In his first start as a 3-year-old in March of 2009, Big Drama won Grade 2 Swale at Gulfstream Park, but was disqualified and placed second behind Florida-bred This Ones for Phil. Fifth in the Preakness in May, Big Drama made his next start in June, winning the $250,000 Red Legend Stakes by seven lengths at Charles Town. He was then second to Soul Warrior in the nine-furlong West Virginia Derby (G2) in August before finishing off the board in the Grade 1 King’s Bishop at Saratoga. He was then then sidelined by the spider bite.
Big Drama began his 4-year-old campaign with wins in the $63,000 Ponche in June and Grade 2 Smile Sprint Handicap under the top weight of 121 pounds in July, both going six furlongs at Calder. Fawkes then took him to Saratoga where he finished second while giving four pounds to winner Majestic Perfection in the Grade 1 A.G. Vanderbilt Handicap on August 8 then was second to Here Comes Ben in the seven-furlong Forego (G1) on September 4.

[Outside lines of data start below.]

PR #15438, opened 2021-05-29
docs: Appium 1 EOL plan

mykola-mokhnach:
## Proposed changes

I see a need for such document for both developers and users of Appium. It adds more transparency and visibility to what is being done and to what is expected to be done. I'm not quite sure where to put this document, it could even stay as a PR, although it is important to keep it publicly visible for the lifetime of this transition period.

## Types of changes

### DIFF
--- a/docs/en/about-appium/eol.md
+++ b/docs/en/about-appium/eol.md
@@ -1,0 +1,51 @@
+# Appium version 1 End Of Life (EOL) Plan
+
+Appium 1 has been around for quite a while and now is the time to move
+project development forward and to provide even better automation
+experience with Appium version 2.
+
+## Major Changes
+
+The main differences of Appium 1 in comparison to version 2 are the following:
+
+- Platform drivers are now managed separately from the Appium foundation. This means
+  each driver could now be updated/installed/removed separately from the umbrella one.
+- The foundation modules have been moved to the `@appium` monorepo managed by
+  [Lerna](https://github.com/lerna/lerna). These modules are: appium (now `@appium/appium`),
+  appium-base-driver (now `@appium/base-driver`), appium-fake-driver (now `@appium/fake-driver`),
+  appium-support (now `@appium/support`), appium-doctor (now `@appium/doctor`),
+  eslint-config-appium (now `@appium/eslint-config-appium`), appium-test-support (now `@appium/test-support`),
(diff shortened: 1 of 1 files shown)


docs/en/about-appium/eol.md
```diff
@@ -0,0 +1,51 @@
...
+  appium-gulp-plugins (now `@appium/gulp-plugins`).
+- Added support of plugins
+- Added a CLI to manage drivers and plugins
+- Dropped support of JSONWP capabilities. Only W3C-compatible clients are now supported.
+- The list of supported command line arguments has been modified to exclude driver-specific ones.
+- Drivers compatible to Appium 2 must include a special manifest in their package.json
+
+## Transition Plan
+
+The preliminary date of Appium 2 release is *1st of January 2022*. After this date we won't
```
KazuCocoa, line 27: @jlipps for this date?

jlipps: It should be much sooner, like in the next few months

jlipps: however i'm ok if we want a maintenance plan for 1.x that extends beyond 2.0 release a bit

jlipps (commented):
this is awesome thanks @mykola-mokhnach! i like your suggestions, let's keep talking as a team about these things for a bit before merging/publicizing

docs/en/about-appium/eol.md
KazuCocoa: We can release 1.22.0 as the final version as 1.x, or 1.23.0?
(At least, we should release 1.22.0 with this 2.0 announcement on the release page to notify this 2.0 update widely I think.)

For now, it seems we can mark this line as tentative...? (and merge this PR to modify this good documentation more?)

KazuCocoa (approved):

docs/en/about-appium/eol.md
jlipps: I think we should say preliminary release date is like Aug 1 2021. and after this date we won't add features to 1.x. but will continue to provide urgent bugfixes to 1.x through Dec 31 2021.

boneskull: let's not commit to any dates until we can commit to dates 😄

KazuCocoa: seems good for me👌

jlipps:
closed in favor of #15711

He next posted an authoritative gate-to-wire win the $1,818,000 Breeders’ Cup Sprint at Churchill Downs, winning by a length-and-a-half with regular rider Eibar Coa aboard.
Big Drama returned at age five to win two of three starts including the Grade 3 Mr. Prospector at Gulfstream in January and the $72,000 Whippleton at Calder in September. But he could not repeat his Breeders’ Cup title, finishing seventh in the 2011 Sprint at Churchill Downs.
“He was just a really neat horse to have in the barn,” trainer David Fawkes said in a 2021 article in Bloodhorse. “He was easy to train and did everything right from day one. The older he got the better he got. He went through a brief period where we had to do some minor surgeries on him and he came back great. He won the Breeders’ Cup after that and got the Eclipse Award. When he won the Mr. Prospector, he ran a 120 Beyer number and ran a -3 on the Ragozins. That was unheard of. When he was on, he was on. He was as good a horse as you ever put a saddle on.”
Big Drama retired to stud at HallMarc Stallions in Ocala, Florida in 2012 then moved to Bridlewood Farm in Ocala in 2015. He had stints standing at Stonewall’s Prestige Stallions in Ocala, Oakton Farm Stallions then passed away from stomach complications while at Stormborne Stallions in Citra, Florida in 2021.
“What do you say when you breed, raise, break and race one like Big Drama,” Mark Queen said. “There’s not a better feeling.”